Calculating the Difference

An excerpt from The Zen Teaching of Homeless Kōdō

By TJBlackwell [CC-BY-3.0 (], via Wikimedia Commons


During World War II, when I visited a coal mine in Kyushu, they allowed me to go into the mine. Like the miners, I put on a hard hat with a headlamp and went down the shaft in an elevator. For a while, I thought the elevator was going down very fast. Then I started to feel as if it were going up. I shone my headlamp on the shaft and realized the elevator was still going down steadily. When an elevator starts descending with increasing speed, we feel it going down, but once the speed becomes fixed, we feel as if the elevator were rising. The balance has shifted. In the ups and downs of life, we’re deceived by the difference in the balance.

Saying, “I’ve had satori!” is only feeling a difference in the balance. Saying, “I’m deluded!” is feeling another. To say food tastes delicious or terrible, to be rich or poor, all are just feelings about shifts in the balance.

In most cases, our ordinary way of thinking only considers differences in the balance.

Human beings put I into everything without knowing it. We sometimes say, “That was really good!” What’s it good for? It’s just good for me, that’s all.

We usually do things expecting some personal profit. And if the results turn out different from our hidden agenda, we feel disappointed and exhausted.


Good or bad luck is always our main concern. But in reality, is there good and bad fortune? There isn’t. There are only calculations using our expectations as a yardstick. Precisely because we expect to make things profitable for ourselves, we regret when they aren’t. Only because we compete with others do we experience as defeat the difference between our expectations and reality.

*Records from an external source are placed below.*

PR #6651, opened 2026-08-19
Add GeyserConnection#updateForm

Deichor:
A plugin that wants to change a form it has already sent has to send it again,
which closes the open form and opens another. The player sees the menu leave and
come back, and any scroll position goes with it.

`ServerSettingsResponsePacket` is applied to a form the client still has on
screen, so its content is replaced in place. There is no separate update packet.

This adds `GeyserConnection#updateForm(Form)`, which returns `false` when no form
is open. The form being replaced is dropped from the cache, so it is not resent
later or answered twice.

Tested on 1.21.130 with a custom form updated on a timer while open: the content
changes and the screen stays.

### DIFF
--- a/api/src/main/java/org/geysermc/geyser/api/connection/GeyserConnection.java
+++ b/api/src/main/java/org/geysermc/geyser/api/connection/GeyserConnection.java
@@ -27,12 +27,14 @@ package org.geysermc.geyser.api.connection;
 
 import org.checkerframework.checker.index.qual.Positive;
 import org.geysermc.api.connection.Connection;
+import org.geysermc.cumulus.form.Form;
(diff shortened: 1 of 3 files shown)


onebeastchris:
To my knowledge, this would cause the client to reject the new form with a "player busy" close reason. Was this tested on all versions Geyser currently supports?

Further, please take note of our AI policy: https://github.com/GeyserMC/.github/blob/master/AI_POLICY.md - this PR (and your other one) seem to be fully generated, which we do not accept from new contributors

Novampr:
If you still wish to continue this PR, please reopen it, otherwise I'm closing it because it's AI generated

True religion has nothing to do with human desire for profit or calculating measurements between expectations and events. It’s human to have expectations, but clinging to them causes suffering. If we can loosen our grip on expectations and settle down on whichever side of the balance we fall at this moment, we find unshakable peace of mind, and a truly stable life unfolds. Doing zazen is ceasing to be a person always gauging gain and loss and evaluating life according to such calculations. To practice zazen is to stop being an ordinary human being.


We human beings have the ability to think of things not in front of us.

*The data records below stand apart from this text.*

PR #6652, opened 2026-08-19
Add data-driven UI screens

Deichor:
Bedrock 1.21.130 draws its menus with a data-driven UI. A screen is a document
the client holds, its content lives in a data store, and the server can edit that
store while the player is looking at it. A button press arrives without the
screen closing, which a form cannot do.

The client already speaks it and the packets are in the codec, but Geyser has no
way to open a screen or write to a store.

This adds a `ddui` module that builds the documents and drives the data store,
and a `DduiCache` per session that owns the open screens. Form ids are shared
with `FormCache` so an id names one screen whichever system opened it, and
`hasFormOpen`/`closeForm` cover both.

No API surface yet, deliberately. `api` has no protocol dependency and this
module needs the codec, so exposing it means either splitting the module or
pulling the codec into `api`. I would rather agree on where it belongs first,
including whether it belongs in Floodgate instead, than pick one here.

The document format is undocumented and a malformed screen is silent: the client
opens an empty window and logs nothing. `ddui/README.md` records what it accepts,
read off the client's own resource pack, and the module has tests covering the
document shape and the wire round trip.

Tested on 1.21.130 with vanilla `custom_form` and `message_box`, and with a
screen defined by a server resource pack.

### DIFF
--- a/core/build.gradle.kts
+++ b/core/build.gradle.kts
@@ -22,6 +22,7 @@ dependencies {
 
     api(projects.common)
     api(projects.api)
+    api(projects.ddui)
 
     api(libs.yaml) // Used for extensions
     annotationProcessor(libs.configurate.`interface`.ap)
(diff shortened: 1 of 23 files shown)


onebeastchris:
Hello! As is, we cannot accept a major PR like this without prior discussion and clearly undisclosed AI usage. This would be a major feature, which we'd prefer to be implemented properly with API in cumulus - if you are interested in tackling that, please reach out via discord. Thanks anyways!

We create stories in our minds in which the hero or heroine is always us. We evaluate what happened in the past, we analyze our present conditions, and we anticipate what should happen in the future. This is an important ability. Because of it, we can create art, study history, and have visions of the future. Without it, we couldn’t write or enjoy poems or movies. Almost all of human culture depends on seeing things not in front of our eyes.

This means almost all culture is fictitious. Our ability to create such fictions is the reality of our lives. We cannot live without it. But this ability leads to many problems. We have certain expectations of our stories. If things go as we expect, we feel like heavenly beings, but if not, we feel we’re in hell. Often we desire more and more without ever experiencing satisfaction, like hungry ghosts.

It’s important to see that it’s not life that causes suffering but our expectation that life should be the way we want. We can’t live without expectation, but if we can handle the feelings caused by the difference between our expectations and reality, that’s liberation.

Zazen practice as taught by Dogen Zenji, Sawaki Roshi, and Uchiyama Roshi is taking a break from watching the screen of our stories and sitting down on the ground of the reality that exists before our imagination. When we’re not taken in by our fictitious world, we can enjoy and learn from the stories we make.